Thanks to the robust design it is an instant classic as was it’s predecessor. The name Seastar is used by Tissot for about 50 years and has always been used to indicate that the specific model was waterproof. On the other hand Tissot made only a few diver watches which did not carry the name Seastar but where part of the PR516 range or under the Navigator subname. The first real Seastar diver was this T-12 from the 1970’s:
The Seastar 1000 is produced in stainless steel only and comes in 3 versions:
- Silver dial with non painted silver bezel ref: T19.1.583.31
- Blue dial with a blue painted bezel ref: T19.1.583.41
- Black dial with a black painted bezel ref: T19.1.593.51
The reference number is a combination numbers:
- 19 = Model range Seastar 1000 and Seastar 660
- 1 = Stainless steel case
- 5 = Extra large case
- 8/9 = bracelet or strap type (8= bracelet, 9 is diver strap)
- 3 = Automatic movememt
- 3/4/5 = dial color (silver / blue / black)
- 1 = index stripes (not numbers)
The black model is shown above the silver and blue version below.
All models have red strips painted on the bezel and all models use the same hand set, just with some small difference which are covert below. As shown in the pictures the Tissot Seastar 1000 was sold on a rubber divers strap and the silver and blue versions on a stainless steel bracelet. At the buyers choice and at extra costs the other bracelet/strap could be added. Later more on this also.
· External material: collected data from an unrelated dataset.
PR #502, opened 2025-02-05
Refactor prompts

aymeric-roucher:


aymeric-roucher:
@albertvillanova do you have pointers about that failed test? It's linked to the MagicMock, I don't really have experience with these.
https://github.com/huggingface/smolagents/actions/runs/13163295123/job/36737183697?pr=502

albertvillanova:
Let me have a look! :wink:

tests/test_agents.py
```diff
@@ -644,29 +637,29 @@ def get_weather(location: str, celsius: bool = False) -> str:
...
         step_memory_dict = agent.memory.get_succinct_steps()[1]
-        assert step_memory_dict["model_output_message"].tool_calls[0].function.name == "get_weather"
+        assert step_memory_dict["model_output_message"].tool_calls[0].function.name == "weather_api"
         assert step_memory_dict["model_output_message"].raw["completion_kwargs"]["max_new_tokens"] == 100
         assert "model_input_messages" in agent.memory.get_full_steps()[1]
 
 
 class TestMultiStepAgent:
     def test_step_number(self):
         fake_model = MagicMock()
```
albertvillanova, line 652:
```suggestion
        fake_model = MagicMock()
        fake_model.last_input_token_count = 10
        fake_model.last_output_token_count = 20
```

albertvillanova (commented):
This will fix the MagicMock issue in the test.

tests/test_agents.py
```diff
@@ -644,29 +637,29 @@ def get_weather(location: str, celsius: bool = False) -> str:
...
-        agent = MultiStepAgent(tools=[], model=fake_model)
+        agent = MultiStepAgent(tools=[], model=fake_model, max_steps=2)
         assert hasattr(agent, "step_number"), "step_number attribute should be defined"
         assert agent.step_number == 0, "step_number should be initialized to 0"
-        agent.run("Test task", single_step=True)
```
albertvillanova, line 663: Note that the objective of this test is just test that the step_number attribute is defined and then incremented.

I used the single_step True to simplify this test.

tests/test_agents.py
```diff
@@ -644,29 +637,29 @@ def get_weather(location: str, celsius: bool = False) -> str:
...
-        assert hasattr(agent, "step_number"), "step_number attribute should be defined"
+        agent.run("Test task")
+        assert hasattr(agent, "step_number", 3), "step_number attribute should be defined"
```
albertvillanova, line 657: I think the signature is wrong.
```suggestion
        assert hasattr(agent, "step_number"), "step_number attribute should be defined"
```

aymeric-roucher:
Oh and btw @albertvillanova explanations about the removal of `single_step` option: this option was only introduced for a benchmark, not really useful because single-step agents struggle to solve real tasks, and it introduced lots of overhead with a dedicated prompt: thus the removal!

aymeric-roucher:
@albertvillanova regarding you command above on `system_prompt` being None: I've removed the `.strip()` from the incriminated line, WDYT?

albertvillanova:
> @albertvillanova regarding you command above on system_prompt being None: I've removed the .strip() from the incriminated line, WDYT?

Does it make sense to return
```
[Message(role=MessageRole.SYSTEM, content=[{"type": "text", "text": None}])]
```
Maybe, just return an empty list if the self.system_prompt is None?

tests/test_agents.py
albertvillanova: So we are deprecating, single_step. Noted.

tests/test_agents.py
```diff
@@ -644,29 +637,31 @@ def get_weather(location: str, celsius: bool = False) -> str:
...
         assert "model_input_messages" in agent.memory.get_full_steps()[1]
 
 
 class TestMultiStepAgent:
     def test_step_number(self):
         fake_model = MagicMock()
-        agent = MultiStepAgent(tools=[], model=fake_model)
+        fake_model.last_input_token_count = 10
+        fake_model.last_output_token_count = 20
+        agent = MultiStepAgent(tools=[], model=fake_model, max_steps=2)
```
albertvillanova, line 655:
```suggestion
        max_steps = 2
        agent = MultiStepAgent(tools=[], model=fake_model, max_steps=max_steps)
```

tests/test_agents.py
```diff
@@ -644,29 +637,31 @@ def get_weather(location: str, celsius: bool = False) -> str:
...
         assert hasattr(agent, "step_number"), "step_number attribute should be defined"
         assert agent.step_number == 0, "step_number should be initialized to 0"
-        agent.run("Test task", single_step=True)
+        agent.run("Test task")
         assert hasattr(agent, "step_number"), "step_number attribute should be defined"
         assert agent.step_number == 1, "step_number should be set to 1 after run method is called"
```
albertvillanova, line 660:
```suggestion
        assert agent.step_number == max_steps + 1, "step_number should be max_steps + 1 after run method is called"
```

albertvillanova (commented):
To fix the failing test.

src/smolagents/agents.py
```diff
@@ -144,14 +101,14 @@ class MultiStepAgent:
         description (`str`, *optional*): Necessary for a managed agent only - the description of this agent.
         managed_agent_prompt (`str`, *optional*): Custom prompt for the managed agent. Defaults to None.
```
albertvillanova, line 102:
```suggestion
```

src/smolagents/agents.py
```diff
@@ -164,17 +121,12 @@ def __init__(
         description: Optional[str] = None,
         managed_agent_prompt: Optional[str] = None,
```
albertvillanova, line 122:
```suggestion
```

albertvillanova (commented):
You removed `managed_agent_prompt`.

tests/test_agents.py
```diff
@@ -644,29 +644,40 @@ def get_weather(location: str, celsius: bool = False) -> str:
...
-        assert step_memory_dict["model_output_message"].tool_calls[0].function.name == "get_weather"
+        assert step_memory_dict["model_output_message"].tool_calls[0].function.name == "weather_api"
         assert step_memory_dict["model_output_message"].raw["completion_kwargs"]["max_new_tokens"] == 100
         assert "model_input_messages" in agent.memory.get_full_steps()[1]
 
+    def test_final_answer_checks(self):
+        def check_always_fails(final_answer, agent_memory):
+            assert False, "Error raised in check"
+
+        agent = CodeAgent(model=fake_code_model, tools=[], final_answer_checks=[check_always_fails])
```
aymeric-roucher, line 660: @albertvillanova I've created this new logic with `final_answer_checks` to force the agent to keep running while the validation does not pass. It's quite handy for some validation logic like "output should be a list" or "let a LLM verify your output according to a pre-defined validation prompt and parsing its output to find if the test passes".

aymeric-roucher: Example of such a check for a task that involves making a plot:
```py
def check_reasoning_and_plot(final_answer, agent_memory):
    final_answer
    multimodal_model = OpenAIServerModel("gpt-4o")
    filepath = "saved_map.png"
    assert os.path.exists(filepath), "Make sure to save the plot under saved_map.png!"
    image = Image.open(filepath)
    prompt = (
        f"Here is a user-given task and the agent steps: {agent_memory.get_succinct_steps()}. Now here is the plot that was made."
        "Please check that the reasoning process and plot are correct: do they correctly answer the given task?"
        "First list 3 reasons why yes/no, then write your final decision: PASS in caps lock if it is satisfactory, FAIL if it is not."
        "Don't be harsh: if the plot mostly solves the task, it should pass."
        "But if any data was hallucinated/invented, you should refuse it."
    )
    messages = [
        {
            "role": "user",
            "content": [
                {
                    "type": "text",
                    "text": prompt,
                },
                {"type": "image_url", "image_url": {"url": make_image_url(encode_image_base64(image))}},
            ],
        }
    ]
    output = multimodal_model(messages).content
    print("Feedback: ", output)
    if "FAIL" in output:
        raise Exception(output)
    return True
```

albertvillanova (approved):
Thanks! Let's start sharing agents!

PR #517, opened 2025-02-06
Test HfApiModel call with custom_role_conversions

albertvillanova:
Test HfApiModel call with custom_role_conversions.

The custom_role_conversions was introduced in HfApiModel by:
- #317


aymeric-roucher (approved):
Thank you @albertvillanova !

PR #1059, opened 2025-03-23
fix(`MLXModel`): define var to avoid `UnboundLocalError`

SauravMaheshkar:
Quick Fix: define local variable to avoid `UnboundLocalError`.


albertvillanova (approved):
Thanks! Good catch!

This demonstrates that the model is not properly tested! :sweat_smile:

PR #1063, opened 2025-03-24
Fix typos in Code Agent prompt

andysalerno:
"world express" --> "world expert"

To be honest, I'm not 100% sure what scenarios use these prompt fragments - when I run CodeAgent and view all LLM requests, including with managed agents, I don't see it ever use `planning.initial_plan` or `planning.update_plan_pre_message`. But I suppose it can't hurt to correct this typo (unless it's intentional in some 500 IQ way that I don't understand)


albertvillanova (approved):
Thanks.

The Seastar 1000 is a big watch. It large and it is heavy. It measures 44mm across the bezel (without corwn guard or crown) and measures 14mm in height. The saphire crystal us a little domed and stick out a little over the bezel (measuring 16mm high all together). From lug to lug the watch measures a good 52mm where the lug size 22mm. The weight (180grams) feels exactly right for this size watch. Tissot did nothing to make the watch feel lighter and I think this really attributes to the sense of quality you get from it. The case has sharp edges and differt finishes so it makes an intresting case with shiny and non shiny parts.
Tissot did a great job designing the lugs which slope downward more than on most watches and the perfect fitting strap/bracelet falls off around the wrist naturally. Every element is scaled so that no part look unnaturally larger than the rest, to me this is a sign of . The polished areas are mirror finish and the brushed areas match texture throughout. The sapphire crystal is noticeably domed a design feature that was more common on vintage watches then on modern watches. The nice extra is the fact that it magnifies the dial and makes everyting more readable.
Hands & dial
There are small difference though in the colors of the different models as you can see when looking close at the dial and hands. It seems the hands are specially designed for the 19-range (Seastar 1000 and 660). The blue model does not have a red tipped hour hand. The Lume on the indeces and hands is very bright as expected on a divers watch. In addition it seems that some of the later models have a non filled minute hand with only a luminous tip instead of a whole filled hand. The picture below shows the 3 models in the 2003 dealer guide. The picture below is the 2007 catalogue showing the black version with non filled minute hand and little differnces on the dials.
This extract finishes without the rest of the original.